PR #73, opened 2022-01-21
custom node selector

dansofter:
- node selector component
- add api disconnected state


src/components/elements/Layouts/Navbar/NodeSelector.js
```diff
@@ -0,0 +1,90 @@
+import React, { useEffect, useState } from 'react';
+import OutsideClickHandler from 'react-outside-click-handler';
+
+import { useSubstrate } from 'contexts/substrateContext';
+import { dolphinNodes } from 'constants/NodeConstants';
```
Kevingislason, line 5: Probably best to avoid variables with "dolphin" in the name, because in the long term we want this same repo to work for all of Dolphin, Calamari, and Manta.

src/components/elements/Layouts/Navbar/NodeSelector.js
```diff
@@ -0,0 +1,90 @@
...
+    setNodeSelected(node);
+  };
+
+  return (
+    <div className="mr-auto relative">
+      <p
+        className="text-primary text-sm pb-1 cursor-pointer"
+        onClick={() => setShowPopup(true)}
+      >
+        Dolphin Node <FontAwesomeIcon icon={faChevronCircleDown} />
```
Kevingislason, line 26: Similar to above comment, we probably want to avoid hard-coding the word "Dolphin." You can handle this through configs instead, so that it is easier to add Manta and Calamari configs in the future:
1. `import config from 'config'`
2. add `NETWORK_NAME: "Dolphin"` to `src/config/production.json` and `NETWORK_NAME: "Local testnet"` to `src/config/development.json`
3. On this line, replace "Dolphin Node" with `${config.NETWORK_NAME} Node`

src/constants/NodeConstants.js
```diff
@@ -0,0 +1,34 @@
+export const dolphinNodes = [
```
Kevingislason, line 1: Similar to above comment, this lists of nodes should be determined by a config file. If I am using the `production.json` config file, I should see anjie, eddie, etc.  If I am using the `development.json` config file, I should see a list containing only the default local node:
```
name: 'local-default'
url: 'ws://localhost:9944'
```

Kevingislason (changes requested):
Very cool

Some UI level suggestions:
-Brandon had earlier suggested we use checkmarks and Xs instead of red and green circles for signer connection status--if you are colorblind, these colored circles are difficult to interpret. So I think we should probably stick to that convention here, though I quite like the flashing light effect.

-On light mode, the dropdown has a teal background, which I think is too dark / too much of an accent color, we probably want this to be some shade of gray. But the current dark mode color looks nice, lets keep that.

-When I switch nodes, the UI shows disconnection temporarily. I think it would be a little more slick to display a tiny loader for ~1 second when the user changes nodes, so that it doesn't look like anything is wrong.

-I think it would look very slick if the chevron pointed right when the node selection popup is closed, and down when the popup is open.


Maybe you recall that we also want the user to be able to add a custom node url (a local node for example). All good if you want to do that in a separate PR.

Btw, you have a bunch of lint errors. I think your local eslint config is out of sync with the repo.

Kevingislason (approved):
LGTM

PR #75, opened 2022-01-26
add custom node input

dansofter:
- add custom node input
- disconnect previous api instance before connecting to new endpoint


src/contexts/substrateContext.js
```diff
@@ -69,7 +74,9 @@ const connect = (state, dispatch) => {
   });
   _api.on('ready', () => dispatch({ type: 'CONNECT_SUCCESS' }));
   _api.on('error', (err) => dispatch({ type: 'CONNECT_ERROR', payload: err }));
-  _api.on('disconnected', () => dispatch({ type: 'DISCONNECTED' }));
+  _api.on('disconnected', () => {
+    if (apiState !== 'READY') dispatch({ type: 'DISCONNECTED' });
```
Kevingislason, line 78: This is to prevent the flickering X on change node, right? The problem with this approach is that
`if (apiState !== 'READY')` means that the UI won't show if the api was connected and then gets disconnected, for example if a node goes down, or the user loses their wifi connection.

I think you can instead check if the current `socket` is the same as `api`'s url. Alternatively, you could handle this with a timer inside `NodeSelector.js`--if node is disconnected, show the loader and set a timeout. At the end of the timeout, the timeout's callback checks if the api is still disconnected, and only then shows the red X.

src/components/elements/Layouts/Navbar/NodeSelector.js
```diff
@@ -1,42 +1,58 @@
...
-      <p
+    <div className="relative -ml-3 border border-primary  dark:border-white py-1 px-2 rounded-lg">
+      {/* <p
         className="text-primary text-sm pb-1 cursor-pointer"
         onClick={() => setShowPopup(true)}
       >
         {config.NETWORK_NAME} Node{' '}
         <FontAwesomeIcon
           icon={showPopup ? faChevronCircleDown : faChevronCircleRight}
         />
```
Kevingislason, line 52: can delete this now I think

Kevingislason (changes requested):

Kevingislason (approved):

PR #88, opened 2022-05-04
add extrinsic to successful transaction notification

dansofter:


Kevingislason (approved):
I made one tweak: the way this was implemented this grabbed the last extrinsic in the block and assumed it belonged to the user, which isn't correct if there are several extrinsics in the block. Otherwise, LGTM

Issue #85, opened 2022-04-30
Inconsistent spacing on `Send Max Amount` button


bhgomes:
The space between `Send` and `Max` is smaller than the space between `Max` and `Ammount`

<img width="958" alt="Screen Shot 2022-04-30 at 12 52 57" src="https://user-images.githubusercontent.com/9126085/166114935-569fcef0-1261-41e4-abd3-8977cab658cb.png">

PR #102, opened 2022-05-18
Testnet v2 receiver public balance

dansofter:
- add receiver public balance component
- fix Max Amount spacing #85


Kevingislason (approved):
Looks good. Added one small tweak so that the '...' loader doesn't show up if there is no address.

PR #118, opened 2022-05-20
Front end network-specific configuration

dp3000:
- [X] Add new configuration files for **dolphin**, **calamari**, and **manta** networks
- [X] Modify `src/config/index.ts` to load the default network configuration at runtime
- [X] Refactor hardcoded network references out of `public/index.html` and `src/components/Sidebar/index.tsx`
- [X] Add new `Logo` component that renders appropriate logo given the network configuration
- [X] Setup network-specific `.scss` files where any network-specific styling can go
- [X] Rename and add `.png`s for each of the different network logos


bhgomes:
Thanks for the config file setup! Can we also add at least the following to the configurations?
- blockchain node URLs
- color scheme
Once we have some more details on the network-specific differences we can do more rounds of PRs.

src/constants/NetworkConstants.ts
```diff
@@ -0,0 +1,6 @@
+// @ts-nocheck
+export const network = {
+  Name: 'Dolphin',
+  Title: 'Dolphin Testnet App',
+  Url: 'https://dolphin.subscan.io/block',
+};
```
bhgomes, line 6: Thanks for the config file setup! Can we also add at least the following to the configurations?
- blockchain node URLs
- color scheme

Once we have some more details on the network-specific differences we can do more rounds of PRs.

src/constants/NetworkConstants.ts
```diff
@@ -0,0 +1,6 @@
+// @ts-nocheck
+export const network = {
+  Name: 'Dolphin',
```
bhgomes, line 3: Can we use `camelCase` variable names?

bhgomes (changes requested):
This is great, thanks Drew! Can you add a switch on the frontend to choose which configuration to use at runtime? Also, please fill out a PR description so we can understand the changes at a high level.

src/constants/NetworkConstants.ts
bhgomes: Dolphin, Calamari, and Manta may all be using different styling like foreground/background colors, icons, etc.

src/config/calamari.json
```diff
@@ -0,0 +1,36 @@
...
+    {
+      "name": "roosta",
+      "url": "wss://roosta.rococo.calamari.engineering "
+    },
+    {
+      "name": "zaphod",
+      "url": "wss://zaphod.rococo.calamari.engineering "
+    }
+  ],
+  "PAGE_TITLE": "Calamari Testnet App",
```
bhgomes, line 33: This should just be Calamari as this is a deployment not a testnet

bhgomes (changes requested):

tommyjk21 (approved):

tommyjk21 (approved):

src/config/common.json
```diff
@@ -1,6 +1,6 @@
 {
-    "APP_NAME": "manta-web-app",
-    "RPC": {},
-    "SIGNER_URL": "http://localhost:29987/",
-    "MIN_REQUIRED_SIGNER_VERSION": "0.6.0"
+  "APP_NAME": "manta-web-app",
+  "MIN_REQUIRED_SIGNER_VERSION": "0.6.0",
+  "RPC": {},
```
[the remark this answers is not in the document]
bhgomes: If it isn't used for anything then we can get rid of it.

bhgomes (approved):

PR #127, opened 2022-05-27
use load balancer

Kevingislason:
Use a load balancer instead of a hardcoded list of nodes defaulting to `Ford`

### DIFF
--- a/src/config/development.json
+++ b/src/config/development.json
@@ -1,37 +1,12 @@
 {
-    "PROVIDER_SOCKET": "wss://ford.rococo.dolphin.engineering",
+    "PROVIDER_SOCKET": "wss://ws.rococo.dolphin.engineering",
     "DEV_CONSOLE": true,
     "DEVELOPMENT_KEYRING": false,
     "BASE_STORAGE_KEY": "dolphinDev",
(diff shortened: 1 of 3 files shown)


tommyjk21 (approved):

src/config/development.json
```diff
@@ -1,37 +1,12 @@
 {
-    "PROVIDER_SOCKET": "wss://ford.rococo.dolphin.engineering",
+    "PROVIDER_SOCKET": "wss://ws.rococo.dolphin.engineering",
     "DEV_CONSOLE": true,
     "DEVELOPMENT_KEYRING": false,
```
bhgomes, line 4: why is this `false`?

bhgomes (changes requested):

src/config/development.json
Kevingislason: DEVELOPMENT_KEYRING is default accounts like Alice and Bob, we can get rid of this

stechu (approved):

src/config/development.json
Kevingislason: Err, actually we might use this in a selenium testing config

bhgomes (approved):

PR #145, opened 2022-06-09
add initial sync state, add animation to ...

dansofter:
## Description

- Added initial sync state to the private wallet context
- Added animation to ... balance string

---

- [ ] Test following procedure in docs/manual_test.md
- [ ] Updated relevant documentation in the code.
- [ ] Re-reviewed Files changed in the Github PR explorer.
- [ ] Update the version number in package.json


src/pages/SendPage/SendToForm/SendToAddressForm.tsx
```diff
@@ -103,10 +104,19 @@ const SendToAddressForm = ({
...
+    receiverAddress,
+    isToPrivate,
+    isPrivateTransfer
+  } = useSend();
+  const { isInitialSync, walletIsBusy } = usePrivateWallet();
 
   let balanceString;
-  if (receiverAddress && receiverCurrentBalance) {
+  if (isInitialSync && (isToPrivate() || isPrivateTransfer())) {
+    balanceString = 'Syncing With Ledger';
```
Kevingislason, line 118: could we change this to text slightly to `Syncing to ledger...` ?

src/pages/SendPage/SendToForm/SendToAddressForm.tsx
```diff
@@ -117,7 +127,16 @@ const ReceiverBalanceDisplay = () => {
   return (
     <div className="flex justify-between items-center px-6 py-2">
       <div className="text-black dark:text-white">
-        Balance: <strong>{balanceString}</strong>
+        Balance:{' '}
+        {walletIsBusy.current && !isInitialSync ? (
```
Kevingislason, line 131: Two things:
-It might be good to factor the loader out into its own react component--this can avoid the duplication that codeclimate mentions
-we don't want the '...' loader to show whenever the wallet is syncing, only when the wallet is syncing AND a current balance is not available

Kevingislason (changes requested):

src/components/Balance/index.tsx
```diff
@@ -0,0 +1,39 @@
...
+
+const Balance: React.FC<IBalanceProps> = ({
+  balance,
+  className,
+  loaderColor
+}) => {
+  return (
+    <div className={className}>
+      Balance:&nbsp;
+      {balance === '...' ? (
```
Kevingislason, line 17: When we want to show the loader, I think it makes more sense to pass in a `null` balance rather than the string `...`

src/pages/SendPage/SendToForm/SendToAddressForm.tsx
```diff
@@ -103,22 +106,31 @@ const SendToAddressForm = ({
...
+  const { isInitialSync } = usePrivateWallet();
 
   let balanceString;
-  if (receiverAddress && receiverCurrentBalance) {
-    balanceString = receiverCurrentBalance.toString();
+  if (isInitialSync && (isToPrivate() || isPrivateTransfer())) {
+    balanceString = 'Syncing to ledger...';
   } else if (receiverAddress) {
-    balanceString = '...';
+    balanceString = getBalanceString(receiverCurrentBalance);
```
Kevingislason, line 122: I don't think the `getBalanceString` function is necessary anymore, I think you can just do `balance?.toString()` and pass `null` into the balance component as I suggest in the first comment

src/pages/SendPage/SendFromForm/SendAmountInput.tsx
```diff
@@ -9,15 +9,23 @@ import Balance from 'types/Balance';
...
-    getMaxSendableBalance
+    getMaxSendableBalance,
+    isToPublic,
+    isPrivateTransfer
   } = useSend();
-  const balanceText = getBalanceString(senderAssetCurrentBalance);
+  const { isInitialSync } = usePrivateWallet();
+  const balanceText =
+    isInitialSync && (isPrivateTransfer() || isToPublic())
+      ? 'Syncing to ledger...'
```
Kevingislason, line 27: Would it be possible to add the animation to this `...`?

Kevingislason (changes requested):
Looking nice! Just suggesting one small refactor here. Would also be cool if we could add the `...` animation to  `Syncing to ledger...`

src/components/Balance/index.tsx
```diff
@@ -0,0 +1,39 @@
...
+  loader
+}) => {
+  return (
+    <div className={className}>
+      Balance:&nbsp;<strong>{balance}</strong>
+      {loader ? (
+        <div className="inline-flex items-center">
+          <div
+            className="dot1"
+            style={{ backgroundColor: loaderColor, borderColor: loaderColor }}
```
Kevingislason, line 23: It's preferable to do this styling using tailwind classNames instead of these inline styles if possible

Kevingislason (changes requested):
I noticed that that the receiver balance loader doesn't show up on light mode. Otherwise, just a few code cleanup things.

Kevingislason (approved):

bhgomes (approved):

--------

* ASSIGNMENT
Only lines that contain "getBalanceString" are needed, so copy each of them from the data.

* REPLY TO THE EXERCISE
+    balanceString = getBalanceString(receiverCurrentBalance);
Kevingislason, line 122: I don't think the `getBalanceString` function is necessary anymore, I think you can just do `balance?.toString()` and pass `null` into the balance component as I suggest in the first comment
-  const balanceText = getBalanceString(senderAssetCurrentBalance);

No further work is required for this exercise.